NetworkX, a Python package, facilitates the creation, manipulation, and analysis of complex network structures representing social relationships. This allows researchers to model emotional diffusion by defining nodes as individuals and edges as connections between them. Beyond network construction, Graph Neural Networks (GNNs) leverage the inherent relationships within these networks to predict emotional states. GNNs operate by aggregating feature information from a node’s neighbors, allowing the model to infer emotional influence and spread. The network structure-degree distribution, clustering coefficient, and path lengths-serves as input features for the GNN, enabling it to learn patterns of emotional contagion and predict how emotions will propagate through the network.
Simulations demonstrate that individual characteristics within a social network directly influence emotional contagion. Specifically, the Credibility Score, representing an individual’s influence, and the Susceptibility Coefficient, indicating their openness to emotional influence, are key determinants of diffusion rates. A random strategy for emotional transmission resulted in an average spread of 2.58 nodes within the simulated network. However, strategies incorporating theoretical principles and the eIC (emotional influence coefficient) model achieved significantly reduced spread, with averages of 1.44 and 1.12 nodes, respectively. These results highlight the importance of considering individual-level factors when modeling and predicting emotional dynamics in social systems.

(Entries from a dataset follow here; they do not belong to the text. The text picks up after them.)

PR #2101, opened 2021-04-12
Enable retain runs.

mitchdenny:
Enable run retention when tag is applied to repo.


mitchdenny:
Related: https://github.com/Azure/azure-sdk/issues/1059

weshaggard (approved):

PR #2145, opened 2021-04-21
Enable retain runs.

mitchdenny:
This PR enables the retain runs template in the C++ repo.


weshaggard (approved):

ahsonkhan:
@mitchdenny what does that let us do?

weshaggard:
@ahsonkhan this just makes sure the build pipelines that we end up release stick around longer so we can revisit logs or artifacts from that build longer.

Issue #1751, opened 2021-02-26
Implementation detail of many storage APIs shows up as public doxygen docs, confusing the end customer reading them


ahsonkhan:
The doxygen API reference docs published show a lot of the implementation detail of the storage APIs which make readers think these are usage samples for them to copy.
This makes the docs filled with a lot of noise that isn't relevant to the end customer.

Instead, example calling code or code snippets that end users can leverage should be written and displayed.

https://azuresdkdocs.blob.core.windows.net/$web/cpp/azure-storage-blobs/12.0.0-beta.8/class_azure_1_1_storage_1_1_blobs_1_1_blob_container_client.html#ad58f17faab40f56b891b3ba442b8bf8a
![image](https://user-images.githubusercontent.com/6527137/109346035-eb325700-7825-11eb-9cb7-49d56c6eeeef.png)

This is a side-effect of having all the implementation of the APIs within header files. There is probably some knob on doxygen to address this concern, in the short term.

cc @Jinming-Hu, @katmsft

Jinming-Hu:
what caused this issue? Is this some kind of bug of doxygen?

Jinming-Hu:
![image](https://user-images.githubusercontent.com/52266153/116175485-f846c600-a742-11eb-9b7a-ef4a76dbbf8d.png)
https://azuresdkdocs.blob.core.windows.net/$web/cpp/azure-core/1.0.0-beta.8/class_azure_1_1_core_1_1_http_1_1_raw_response.html

Jinming-Hu:
This is not a problem specific to storage.

Jinming-Hu:
https://github.com/Azure/azure-sdk-for-cpp/blob/fe9002e9054b04a2375da242e49badb1f6880252/cmake-modules/AzureDoxygen.cmake#L21 Change this value to `NO` will fix the problem

PR #2164, opened 2021-04-28
Update for doxygen inline docs

vhvb1989:
fixes: https://github.com/Azure/azure-sdk-for-cpp/issues/1751


sdk/core/azure-core/test/ut/md5.cpp
```diff
@@ -118,3 +118,33 @@ TEST(Md5Hash, CtorDtor)
...
+  // Each created thread will wait from 0 to 3 milliseconds to start to make threads overlap
+  for (int counter = 0; counter < size; counter++)
+  {
+    pool.emplace_back(std::thread(hashThreadRoutine, counter % 4));
+  }
+  for (int counter = 0; counter < size; counter++)
+  {
+    pool[counter].join();
+  }
+}
```
Jinming-Hu, line 150: Whoa, do it in another PR.

vhvb1989: My bad

vhvb1989: btw, thank you for the fix @Jinming-Hu , I saw you provided in the issue, I just took it and applied

cmake-modules/AzureDoxygen.cmake
```diff
@@ -18,7 +18,7 @@ function(generate_documentation PROJECT_NAME PROJECT_VERSION)
         set(DOXYGEN_LAYOUT_FILE ${CMAKE_SOURCE_DIR}/eng/docs/api/assets/DoxygenLayout.xml)
         set(DOXYGEN_RECURSIVE YES)
         set(DOXYGEN_USE_MDFILE_AS_MAINPAGE ./README.md)
-        set(DOXYGEN_INLINE_SOURCES YES)
+        set(DOXYGEN_INLINE_SOURCES NO)
```
Jinming-Hu, line 21: Do we need to check with the original author to see why it was `YES` before? Are there any side effects?

RickWinter (approved):
This looks fine assuming Enums are still showing up in documentation correctly

vhvb1989:
> This looks fine assuming Enums are still showing up in documentation correctly

It also fixes enums.  Sharing the before and after below:

## Before the change 

### Class

image

### Enum

image


## After

### Class

image


## Enum

image

PR #569, opened 2025-04-14
Fix outdated documentation

inmzhang:
Fix the observable counts in the user guide and update the simulation scripts/results in gallery.


nelimee (approved):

The Generative Landscape: LLMs and the Future of Social Simulation
Large Language Models (LLMs) are now capable of constructing remarkably realistic synthetic social media interactions, offering a novel approach to data generation for social network analysis. Models like DeepSeek-Chat can simulate diverse conversational turns and even express nuanced emotional responses, effectively building expansive datasets without the limitations of real-world data collection. This capability circumvents challenges related to privacy, cost, and scalability often encountered when studying online social dynamics. By algorithmically creating these interactions, researchers gain the power to precisely control variables and explore specific social phenomena, such as the spread of information or the influence of key individuals, in a repeatable and customizable environment. The potential extends beyond simply augmenting existing datasets; LLMs are poised to become vital tools for proactively generating data tailored to specific research questions.
Large language models are proving instrumental in constructing expansive datasets for training and validating diffusion models designed to understand social dynamics. These models don’t simply generate text; they simulate conversational exchanges and, crucially, imbue them with emotional expression. Initial investigations reveal a pronounced positivity bias within these simulated interactions, with approximately 83.9% of replies generated from neutral prompts registering as positive in sentiment during the first round of simulated diffusion. This capacity to produce emotionally-charged data at scale offers a unique opportunity to study the propagation of feelings within virtual social environments and refine algorithms capable of interpreting complex human communication patterns.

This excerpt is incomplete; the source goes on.